Stored entries
PR #1849, opened 2018-01-04
tests: add snap not found tests

daniellimws:

-----

### DIFF
--- a/snapcraft/tests/unit/store/test_store_client.py
+++ b/snapcraft/tests/unit/store/test_store_client.py
@@ -23,6 +23,7 @@ from unittest import mock
 
 import fixtures
 import pymacaroons
+import testscenarios
 from testtools.matchers import Contains, Equals
 
 from snapcraft import (
@@ -1433,16 +1434,6 @@ class PushMetadataTestCase(StoreTestCase):
         result = self.client.push_metadata('basic', metadata, True)
         self.assertIsNone(result)
 
-    def test_snap_not_found(self):
-        self._setup_snap()
-        metadata = {'field_ok': 'foo'}
-        raised = self.assertRaises(
-            errors.SnapNotFoundError,
-            self.client.push_metadata, 'notbasic', metadata, False)
-        self.assertThat(str(raised),
-                        Equals("Snap 'notbasic' was not found in '{}' series."
-                               .format(constants.DEFAULT_SERIES)))
-
 
 class PushBinaryMetadataTestCase(StoreTestCase):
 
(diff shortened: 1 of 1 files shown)


snapcraft/tests/unit/store/test_store_client.py
```diff
@@ -1506,3 +1517,13 @@ def test_conflicting_force(self):
             # force the update, even on conflicts!
             result = self.client.push_binary_metadata('basic', metadata, True)
         self.assertIsNone(result)
+
+    def test_snap_not_found(self):
```
kyrofa: It seems you have the same test twice, here. Is that true, or am I missing something?

kyrofa: Ah, binary metadata, very good!

daniellimws: Hi sorry I made a mistake it should be `push_binary_metadata` called inside this function, to cover this line too. [https://github.com/snapcore/snapcraft/blob/master/snapcraft/storeapi/_store_client.py#L302](https://github.com/snapcore/snapcraft/blob/master/snapcraft/storeapi/_store_client.py#L302)

kyrofa: Yeah I saw that, no problem :) .

daniellimws:
The integration tests keep failing because it's running too long.

snapcraft/tests/unit/store/test_store_client.py
elopio: Please rename this test.

snapcraft/tests/unit/store/test_store_client.py
```diff
@@ -1432,6 +1433,16 @@ def test_conflicting_force(self):
         result = self.client.push_metadata('basic', metadata, True)
         self.assertIsNone(result)
 
+    def test_snap_not_found(self):
+        self._setup_snap()
+        metadata = {'field_ok': 'foo'}
```
elopio: I dislike the practice of using 'foo'. In tests, when data is needed but the specific value is not important, it's common to use 'dummy'. If the value is used during the test, I use something like 'test-value'.

snapcraft/tests/unit/store/test_store_client.py
```diff
@@ -1432,6 +1433,16 @@ def test_conflicting_force(self):
...
+        raised = self.assertRaises(
+            errors.SnapNotFoundError,
+            self.client.push_metadata, 'notbasic', metadata, False)
```
elopio: Instead of 'notbasic', it would be clearer to use something like: 'test-unexisting-snap'.

snapcraft/tests/unit/store/test_store_client.py
daniellimws: @elopio What should I change it to?

snapcraft/tests/unit/store/test_store_client.py
daniellimws: @elopio what about the rest of the functions in the same class? I see them using foo, should we do anything about them?

elopio: not on this PR, but it would be nice to update them too in a separate one.
Not a big deal, and not everybody will agree with my style, but I find it nice to do at least in the new code.

snapcraft/tests/unit/store/test_store_client.py
elopio: Maybe call the first one test_snap_not_found_in_push_metadata, and this one test_snap_not_found_in_binary_metadata.

An alternative would be to use testscenarios. Your two tests are the same, so you can move them to their own test case, and pass the function to call in a scenario.
https://pypi.python.org/pypi/testscenarios

daniellimws: Thanks for letting me know about testscenarios, this looks better because I also hate repeated code.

- **TASK GOAL**: All entries above are to be repeated verbatim, down to the last line.

- **EXERCISE SOLUTION**:
PR #1849, opened 2018-01-04
tests: add snap not found tests

daniellimws:

-----

### DIFF
--- a/snapcraft/tests/unit/store/test_store_client.py
+++ b/snapcraft/tests/unit/store/test_store_client.py
@@ -23,6 +23,7 @@ from unittest import mock
 
 import fixtures
 import pymacaroons
+import testscenarios
 from testtools.matchers import Contains, Equals
 
 from snapcraft import (
@@ -1433,16 +1434,6 @@ class PushMetadataTestCase(StoreTestCase):
         result = self.client.push_metadata('basic', metadata, True)
         self.assertIsNone(result)
 
-    def test_snap_not_found(self):
-        self._setup_snap()
-        metadata = {'field_ok': 'foo'}
-        raised = self.assertRaises(
-            errors.SnapNotFoundError,
-            self.client.push_metadata, 'notbasic', metadata, False)
-        self.assertThat(str(raised),
-                        Equals("Snap 'notbasic' was not found in '{}' series."
-                               .format(constants.DEFAULT_SERIES)))
-
 
 class PushBinaryMetadataTestCase(StoreTestCase):
 
(diff shortened: 1 of 1 files shown)


snapcraft/tests/unit/store/test_store_client.py
```diff
@@ -1506,3 +1517,13 @@ def test_conflicting_force(self):
             # force the update, even on conflicts!
             result = self.client.push_binary_metadata('basic', metadata, True)
         self.assertIsNone(result)
+
+    def test_snap_not_found(self):
```
kyrofa: It seems you have the same test twice, here. Is that true, or am I missing something?

kyrofa: Ah, binary metadata, very good!

daniellimws: Hi sorry I made a mistake it should be `push_binary_metadata` called inside this function, to cover this line too. [https://github.com/snapcore/snapcraft/blob/master/snapcraft/storeapi/_store_client.py#L302](https://github.com/snapcore/snapcraft/blob/master/snapcraft/storeapi/_store_client.py#L302)

kyrofa: Yeah I saw that, no problem :) .

daniellimws:
The integration tests keep failing because it's running too long.

snapcraft/tests/unit/store/test_store_client.py
elopio: Please rename this test.

snapcraft/tests/unit/store/test_store_client.py
```diff
@@ -1432,6 +1433,16 @@ def test_conflicting_force(self):
         result = self.client.push_metadata('basic', metadata, True)
         self.assertIsNone(result)
 
+    def test_snap_not_found(self):
+        self._setup_snap()
+        metadata = {'field_ok': 'foo'}
```
elopio: I dislike the practice of using 'foo'. In tests, when data is needed but the specific value is not important, it's common to use 'dummy'. If the value is used during the test, I use something like 'test-value'.

snapcraft/tests/unit/store/test_store_client.py
```diff
@@ -1432,6 +1433,16 @@ def test_conflicting_force(self):
...
+        raised = self.assertRaises(
+            errors.SnapNotFoundError,
+            self.client.push_metadata, 'notbasic', metadata, False)
```
elopio: Instead of 'notbasic', it would be clearer to use something like: 'test-unexisting-snap'.

snapcraft/tests/unit/store/test_store_client.py
daniellimws: @elopio What should I change it to?

snapcraft/tests/unit/store/test_store_client.py
daniellimws: @elopio what about the rest of the functions in the same class? I see them using foo, should we do anything about them?

elopio: not on this PR, but it would be nice to update them too in a separate one.
Not a big deal, and not everybody will agree with my style, but I find it nice to do at least in the new code.

snapcraft/tests/unit/store/test_store_client.py
elopio: Maybe call the first one test_snap_not_found_in_push_metadata, and this one test_snap_not_found_in_binary_metadata.

An alternative would be to use testscenarios. Your two tests are the same, so you can move them to their own test case, and pass the function to call in a scenario.
https://pypi.python.org/pypi/testscenarios

daniellimws: Thanks for letting me know about testscenarios, this looks better because I also hate repeated code.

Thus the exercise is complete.